E’ così che Matteo Colnago nel libro l’atleta combattente descrive il concetto di merito.
Lei nel descrivere quest’ultimo parla di “una parola che riecheggia sulle bocche degli adulatori del destino. Una parola “magica”, che rappresenta il biglietto da visita perfetto per integrarsi in una società “forgiata” dalla deresponsabilizzazione, dalla privazione del dovere e dall’uguaglianza patologica. Una parola che ci giustifica ogni qualvolta
non riusciamo, per carenza di volontà, a raggiungere l’obiettivo prefissato, scaricando la responsabilità sull’altro.
Fortuna, capacità e privilegio sono alcune caratteristiche che possiamo attribuire al talento e che ne rafforzano il(dis-) valore.”

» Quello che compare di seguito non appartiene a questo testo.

PR #7030, opened 2026-05-07
fix(transcription): submission data not updating on navigation DEV-2097

pauloamorimbr:
### 📣 Summary
Fixes an issue with using arrow navigation to switch to other submissions in audio processing view would not fully update submission data, causing possible data loss. Also, adds confirmation message when there is unsaved data in the view and a user tries to navigate to another question or submission.

### 💭 Notes
- A key (used submission._uuid) is needed to be given to components so they know when to update, or else react will likely retain the current state.
- `hasUnsavedData` was integrated into `SelectQuestion` and `SelectSubmission` to protect against navigation and data loss when unsaved data is present.

### 👀 Preview steps
1. ℹ️ have an account and a project with audio question data
2. enter the audio processing view
3. create an AUTOMATIC transcription
4. dont save nor discard, leaving the transcription in the validation state
5. use the top-right arrows to navigate to another submission
4. 🔴 [on main] notice that the submission data is not updated and, if the save button is pressed, data is saved in the current submission
5. 🟢 [on PR] notice that the submission data updates, displaying the correct state and data for the current submission
6. start a MANUAL transcription and fill in some text. Do not save nor discard
6. select another question from the top-left question selection
4. 🔴 [on main] notice that navigation occurs and unsaved data is lost
5. 🟢 [on PR] notice that a confirmation message appears to avoid data loss
6. start a MANUAL transcription and fill in some text. Do not save nor discard
6. press the arrow buttons on top right to navigate to another submission
4. 🔴 [on main] notice that navigation occurs and unsaved data is lost
5. 🟢 [on PR] notice that a confirmation message appears to avoid data loss

### DIFF
--- a/jsapp/js/components/processing/SingleProcessingContent/TabTranscript/index.tsx
+++ b/jsapp/js/components/processing/SingleProcessingContent/TabTranscript/index.tsx
@@ -34,7 +34,7 @@ export default function TranscriptTab({
 }: Props) {
   const transcriptVersion = getLatestTranscriptVersionItem(supplement, questionXpath)
 
-  // We need a key to force remounting the component when switching between submissions,
+  // We need a key to force remounting the component when switching between submissions.
   const submissionKey = submission._uuid
 
   if (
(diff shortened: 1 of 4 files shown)


jamesrkiger (approved):
LGTM. I tested the repro steps and the fix works. I'd like to test more when we resolve DEV-2104, but let's get this merged for now.

PR #7034, opened 2026-05-08
fix(map): blank map for questions in group fix DEV-2093

magicznyleszek:
### 🗒️ Checklist

1. [x] run linter locally
3. [x] for user-facing doc changes create a Zulip thread at #Support Docs Updates, if any
4. [x] draft PR with a title <type>(<scope>)<!>: <title> DEV-1234
5. [x] assign yourself, tag PR: at least Front end and/or Back end or workflow

### 📣 Summary

Fixed the Project → Data → Map so geopoint answers inside groups are now shown correctly instead of incorrectly showing "No geopoint responses have been received".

A tal proposito è inevitabile parlare dei tanti, troppi giovani talenti costretti ad emigrare, a lasciare la loro terra per far sì che il loro sudore, sacrifici e impegno, abbiano la più che giusta e dovuta ricompensa. Come, ad esempio, svolgere il lavoro per cui si è affrontato un percorso di studio ed essere remunerati in modo dignitoso. Purtroppo questo in Italia non succede e lo dimostrano i fatti, come la presenza di 1.232 laureati tra gli oltre 26 mila aspiranti netturbini che hanno affrontato le selezioni a Napoli. Tutti con lo stesso obiettivo: ottenere uno dei 500 posti da operatore ecologico aperti da Asia, l’Azienda di igiene urbana del capoluogo campano. E questo nonostante il bando richiedesse la sola licenza media. Oppure come il caso di Marco Morosini, 25enne di Macerata, dottore col massimo dei voti, che da tre anni fa il collaboratore scolastico a tempo determinato. E intanto studia per una seconda laurea. “Pensavo di essere quasi l’unico laureato a fare questo lavoro, ma non è così…”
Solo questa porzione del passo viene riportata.